# Proof using Discriminants

• Apr 24th 2013, 11:40 AM
HelenMc9
Proof using Discriminants

Prove that the equation x² + (a-2d)x + (ab - ad - b²) = 0 has real roots for all values of a, b and d.

Here's what I've done so far (correct me if I've done something wrong btw) ...

a= 1 b = a-2d c= ab - ad - b²
b² - 4ac ≥ 0

so if I'm thinking right, I have to prove the left side is positive? I've been trying different things but I'm stuck ... can somebody help me please? :)
• Apr 24th 2013, 11:57 AM
Plato
Re: Proof using Discriminants
Quote:

Originally Posted by HelenMc9
Prove that the equation x² + (a-2d)x + (ab - ad - b²) = 0 has real roots for all values of a, b and d.
Here's what I've done so far (correct me if I've done something wrong btw) ...
a= 1 b = a-2d c= ab - ad - b²
b² - 4ac ≥ 0

You can show that \$\displaystyle (a-2d)^2-4(ab-ad-b^2)=(a-2b)^2+4d^2~?\$
• Apr 24th 2013, 12:58 PM
HelenMc9
Re: Proof using Discriminants
where does the 4d^2 come from?
• Apr 24th 2013, 01:06 PM
Plato
Re: Proof using Discriminants
Quote:

Originally Posted by HelenMc9
where does the 4d^2 come from?

• Apr 24th 2013, 01:17 PM
HelenMc9
Re: Proof using Discriminants
hmm ... really sorry, but still a bit confused!
How do you get to ' (a - 2d)² - 4(ab - ad -b²) = (a -2b)² + 4d² ' ??
• Apr 24th 2013, 01:23 PM
Plato
Re: Proof using Discriminants
Quote:

Originally Posted by HelenMc9
hmm ... really sorry, but still a bit confused!
How do you get to ' (a - 2d)² - 4(ab - ad -b²) = (a -2b)² + 4d² ' ??

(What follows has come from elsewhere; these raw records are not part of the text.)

PR #3073, opened 2025-07-11
[2025-10]Move analytics api from osp api to standard api in customer account ui extension.

lihaokx:
### Background
Currently, `analytics` api only exists on order status targets. We will make it available on all customer account extension targets in 2025-10 rc.
Resolves: https://github.com/shop/issues-signals/issues/2167

### what have been changed:
1. Move analytics api from osp api to standard api in customer account ui extension.
2. In analytics api, add a new field named `analytics.visitor`

### Solution

Add `analytics` api on customer account standard api, similar as checkout: https://github.com/Shopify/ui-extensions/blob/unstable/packages/ui-extensions/src/surfaces/checkout/api/standard/standard.ts#L492-L495

Checkout dev docs: https://shopify.dev/docs/api/checkout-ui-extensions/2025-07/apis/analytics

### Checklist

### DIFF
--- a/packages/ui-extensions/src/surfaces/customer-account/api/shared.ts
+++ b/packages/ui-extensions/src/surfaces/customer-account/api/shared.ts
@@ -437,6 +437,50 @@ export interface SessionToken {
   get(): Promise<string>;
 }
 
+export interface Analytics {
+  /**
+   * Publish method to emit analytics events to [Web Pixels](https://shopify.dev/docs/apps/marketing).
+   */
+  publish(name: string, data: Record<string, unknown>): Promise<boolean>;
+
+  /**
+   * A method for capturing details about a visitor on the online store.
+   */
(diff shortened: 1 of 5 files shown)


packages/ui-extensions/src/surfaces/customer-account/api/shared.ts
```diff
@@ -437,6 +437,50 @@ export interface SessionToken {
   get(): Promise<string>;
 }
 
+export interface Analytics {
```
lihaokx, line 440: Same as checkout: https://github.com/Shopify/ui-extensions/blob/unstable/packages/ui-extensions/src/surfaces/checkout/api/standard/standard.ts#L1485-L1527

emileber (approved):

brianshen1990 (approved):

PR #3077, opened 2025-07-14
Add toast api on standard api

oluwatimio:
### Background

Partially fixes https://github.com/shop/issues-checkout/issues/6460

### Solution

Added a toast api on standard api itself

### 🎩

Im just adding the type and nothing else for now. 

Will update docs and remove toast from ui in a follow up once implementation is complete in the host

### Checklist

### DIFF
--- a/packages/ui-extensions/src/surfaces/customer-account/api/shared.ts
+++ b/packages/ui-extensions/src/surfaces/customer-account/api/shared.ts
@@ -394,6 +394,24 @@ export interface CompanyLocation {
 
 export interface Ui {
   /**
+   * The Toast API displays a non-disruptive message that displays at the bottom
+   * of the interface to provide quick, at-a-glance feedback on the outcome
+   * of an action.
+   *
+   * How to use:
+   *
+   * - Use toasts to confirm successful actions.
+   *
+   * - Aim for two words.
+   *
+   * - Use noun + past tense verb format. For example, \`Changes saved\`.
+   *
+   * For errors, or information that needs to persist on the page, use a [banner](/docs/api/checkout-ui-extensions/unstable/components/feedback/banner) component.
+   */
+  toast: {
+    show(content: string): void;
+  };
+  /**
    * Refresh data so the surrounding information on the page is updated. The `content` string will appear in a toast message after refresh, to confirm the action was successful.
    *
    * To request access to this API:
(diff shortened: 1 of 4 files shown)


packages/ui-extensions/src/surfaces/customer-account/api/shared.ts
```diff
@@ -393,24 +393,6 @@ export interface CompanyLocation {
 }
 
 export interface Ui {
-  /**
```
oluwatimio: These are getting moved out into the shopify global. Ui is being removed. Since forceDataRefresh has not been done yet I just removed toast from here but not the whole interface

packages/ui-extensions/src/surfaces/customer-account/api/standard-api/standard-api.ts
```diff
@@ -101,6 +102,23 @@ export interface StandardApi<Target extends ExtensionTarget = ExtensionTarget> {
    */
   ui: Ui;
```
oluwatimio, line 103: Will remove toast type on here once we have completed moving this over + docs shipped but for now leaving it in here as we need the toast api on standard api to implement shopify.toast on the host

packages/ui-extensions/src/surfaces/customer-account/api/shared.ts
```diff
@@ -652,3 +652,10 @@ export interface TrackingConsentChangeResultError {
    */
   message: string;
 }
+
+export interface ToastApiResult {
+  hide: () => void;
```
robin-drexler, line 657: we currently do not support `hide` https://github.com/Shopify/ui-extensions/blob/93815b417d7f33654486d5a4f9e0e5589dbea633/packages/ui-extensions/src/surfaces/point-of-sale/render/api/toast-api/toast-api.ts#L11

Are we going to implement this as part of the 2025-10 version?

oluwatimio: @robin-drexler Yes! we are adding support for it here https://github.com/shop/world/pull/106014

robin-drexler (approved):

packages/ui-extensions/src/surfaces/customer-account/api/shared.ts
oluwatimio: Im updating this type so I can expose that change on standard api :)

lsit (approved):

andrewmcgov (approved):

PR #3080, opened 2025-07-14
Backfill editable changes for CartApi

vctrchu:
### Background

This updates 2025-07 with some changes related to the `editable` property in the POS Cart API. I've aligned with @gino about this so removing the cart error is safe as it is not used on POS yet.

Context on decision https://github.com/Shopify/ui-extensions/pull/3002#discussion_r2183499167

### Solution

### 🎩

- ...

### Checklist


packages/ui-extensions/docs/surfaces/point-of-sale/staticPages/pages/versions.doc.ts
fatbattk, line 1: will the `2025-10` or `unstable` branch need to be updated too?

fatbattk (approved):

packages/ui-extensions/docs/surfaces/point-of-sale/staticPages/pages/versions.doc.ts
vctrchu: I'll get a PR up for 2025-10-rc. Going to leave unstable alone

PR #3082, opened 2025-07-14
Backfill editable changes to 2025-10

vctrchu:
### Background

We backfilled 2025-07, so we should also update the next release as well. https://github.com/Shopify/ui-extensions/pull/3080

### Solution

### 🎩

- ...

### Checklist


packages/ui-extensions/docs/surfaces/point-of-sale/staticPages/pages/versions.doc.ts
fatbattk, line 1: oh, weird that it didn't have `2025.07` before.

fatbattk (approved):

packages/ui-extensions/docs/surfaces/point-of-sale/staticPages/pages/versions.doc.ts
vctrchu: 2025-10-rc was created in q4 2024 so it it quite outdated

PR #3096, opened 2025-07-18
[UI Components]: Fix missing type error

oliverigor:
### Background

- @simontaisne noticed that the TextField component missing in the types when using it on extensions, I noticed we forgot to add them in the AllowedComponents list.

### Solution

- Adding missing TextField component in the list of component types for extensions.

### 🎩

- ...

### Checklist


simontaisne (approved):
Thank you!

PR #3110, opened 2025-07-25
Update `ResourcePicker` image

billfienberg:
## TLDR

Copy correct `ResourcePicker` image from `shopify-dev`

### Background

1. The ResourcePicker image was updated directly in `shopify-dev` in https://github.com/Shopify/shopify-dev/pull/60302
1. However, the updated image isn't in `ui-extensions`, which means the `docs:sync` script is still using the old image.

### Solution

Update the `ResourcePicker` image in `ui-extensions`, so the `Extensibility docs sync` [workflow](https://github.com/Shopify/shopify-dev/actions/workflows/extensibility_docs_sync.yml) has the correct image. 

### Checklist

## References

- https://github.com/Shopify/shopify-dev/pull/60302
- https://github.com/Shopify/shopify-dev/pull/60343


themarkappleby (approved):
Thank you, LGTM

PR #3114, opened 2025-07-25
Add links for POS UI extensions developer preview

fatbattk:
### Background

Part of, https://github.com/shop/issues-retail/issues/15804
Follow up from https://github.com/Shopify/ui-extensions/pull/3113

### Solution

- Added link for all developer preview note in components/targets.

### 🎩

- ...

### Checklist

### DIFF
--- a/packages/ui-extensions/docs/surfaces/point-of-sale/reference/components/POSReceiptBlock.doc.ts
+++ b/packages/ui-extensions/docs/surfaces/point-of-sale/reference/components/POSReceiptBlock.doc.ts
@@ -8,7 +8,7 @@ const data: ReferenceEntityTemplateSchema = {
   name: 'POSReceiptBlock',
   description: `A component used to group other components together for display on POS receipts.
   > Note:
-  > This is part of a POS UI Extensions developer preview. More information to come.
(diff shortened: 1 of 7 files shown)


vctrchu (approved):

packages/ui-extensions/docs/surfaces/point-of-sale/reference/components/POSReceiptBlock.doc.ts
```diff
@@ -8,7 +8,7 @@ const data: ReferenceEntityTemplateSchema = {
   name: 'POSReceiptBlock',
   description: `A component used to group other components together for display on POS receipts.
   > Note:
-  > This is part of a POS UI Extensions developer preview. More information to come.
+  > This is part of a [POS UI Extensions developer preview](/docs/api/developer-previews#pos-ui-extensions-developer-preview). More information to come.
```
aaronschubert0, line 11: I think it makes sense for this, and other repeated text, to be a static string that we import into these template strings to keep consistency and avoid repetition. Thoughts @fatbattk @NathanJolly?

fatbattk: ah, already merged this last week. yeah, can extract the whole "developer preview" block for reuse, although that needs revisiting.

Issue #52, opened 2017-05-23
Limit and document the public interface


dcbriccetti:
There are many public types and methods in JavaRosa that could have a more restrictive access level. Knowing that something is not used from outside can allow removing or refactoring it. 

Determine exactly what is to be included in the JavaRosa public interface. Restrict access to the rest using access level modifiers, and document the public interface, perhaps using [Doc Comments](http://www.oracle.com/technetwork/articles/java/index-137868.html). Allow for public comment, to reduce the risk of making breaking changes.

dcbriccetti:
[JavaRosa Client Cross Reference.xlsx](https://github.com/opendatakit/javarosa/files/1164067/JavaRosa.Client.Cross.Reference.xlsx)
I created this by processing the output from IDEA’s Analyze Dependencies feature (with a little Scala program I whipped up to process the XML). I want to ensure that this is accurate, so perhaps people who work on the clients could do a quick sanity check. Thanks!

PR #63, opened 2017-06-06
Submission profile

grzesiek2010:
I'm working on https://github.com/opendatakit/collect/issues/791.
If I add `<submission orx:auto-delete="true" orx:auto-submit="true" />` cording to the description I can't open my form because the app crashes:

> java.lang.NullPointerException: Attempt to invoke virtual method 'int java.lang.String.length()' on a null object reference
                                                                           at java.nio.charset.ModifiedUtf8.countBytes(ModifiedUtf8.java:75)
                                                                           at java.nio.charset.ModifiedUtf8.encode(ModifiedUtf8.java:119)
                                                                           at java.io.DataOutputStream.writeUTF(DataOutputStream.java:197)
                                                                           at org.javarosa.core.util.externalizable.ExtUtil.writeString(ExtUtil.java:147)
                                                                           at org.javarosa.core.model.SubmissionProfile.writeExternal(SubmissionProfile.java:81)
                                                                           at org.javarosa.core.util.externalizable.ExtUtil.write(ExtUtil.java:98)
                                                                           at org.javarosa.core.util.externalizable.ExtWrapMap.writeExternal(ExtWrapMap.java:152)
                                                                           at org.javarosa.core.util.externalizable.ExtUtil.write(ExtUtil.java:98)
                                                                           at org.javarosa.core.model.FormDef.writeExternal(FormDef.java:1276)
                                                                           at org.odk.collect.android.tasks.FormLoaderTask.serializeFormDef(FormLoaderTask.java:503)
                                                                           at org.odk.collect.android.tasks.FormLoaderTask.doInBackground(FormLoaderTask.java:169)
                                                                           at org.odk.collect.android.tasks.FormLoaderTask.doInBackground(FormLoaderTask.java:73)

I've fixed the issue and cleaned the code in that class.

### DIFF
--- a/src/org/javarosa/core/model/SubmissionProfile.java
+++ b/src/org/javarosa/core/model/SubmissionProfile.java
@@ -70,7 +70,7 @@ public class SubmissionProfile implements Externalizable {
 	@SuppressWarnings("unchecked")
 	public void readExternal(DataInputStream in, PrototypeFactory pf) throws IOException, DeserializationException {
 		ref = (IDataReference)ExtUtil.read(in, new ExtWrapTagged(IDataReference.class));
-		method = ExtUtil.readString(in);
+		method = ExtUtil.nullIfEmpty(ExtUtil.readString(in));
 		action = ExtUtil.nullIfEmpty(ExtUtil.readString(in));
 		mediaType = ExtUtil.nullIfEmpty(ExtUtil.readString(in));
 		attributeMap = (HashMap<String, String>)ExtUtil.read(in, new ExtWrapMap(String.class, String.class));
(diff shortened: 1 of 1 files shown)


lognaturel:
The crash fix looks good but I'm nervous about the change in the public API. Did you verify that the tools in the immediate ODK ecosystem don't somehow rely on them? Hopefully not but we've found some strange things. Perhaps it would be best to do that with #52 and request comments before making the change?

grzesiek2010:
@lognaturel you are right I shouldn't implement additional - not related changes like code improvements. Sometimes I just can't stop myself :)

lognaturel:
There is a lot of great refactoring to do! 

If it doesn't affect public interfaces, go ahead and do it as a separate pull request, that is always welcome. But if it does affect public interfaces, I do think we should be careful about how it's approached.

If one cannot do simple algebra, then this question is beyond doing.

• Apr 25th 2013, 10:16 AM
HelenMc9
Re: Proof using Discriminants
Well that's what I needed - someone to help me figure out where I was going wrong with the 'simple algebra'!! I can see now it was quite obvious but for me, a secondary school student who's not particularly mathematically minded, it's sometimes the 'obvious' stuff that catches me out! So thank-you for helping, I understand it now! :)
so now to finish off the question: I can say (a-2b)^2 - 4d^2 is greater than zero because anything squared has to be positive?
• Apr 25th 2013, 02:54 PM
Jesstess123
Re: Proof using Discriminants
Not really if 4d^2 is bigger than (a-2b)^2, then its smaller than zero.
• Apr 25th 2013, 03:08 PM
Plato
Re: Proof using Discriminants
Quote:

Originally Posted by HelenMc9
so now to finish off the question: I can say (a-2b)^2 - 4d^2 is greater than zero because anything squared has to be positive?

Quote:

Originally Posted by Jesstess123
Not really if 4d^2 is bigger than (a-2b)^2, then its smaller than zero.

The point is that you both are incorrect.
Because it is \$\displaystyle (a-2b)^2{~\color{blue}+~}4d^2\$.
The sum of two squares is non-negative.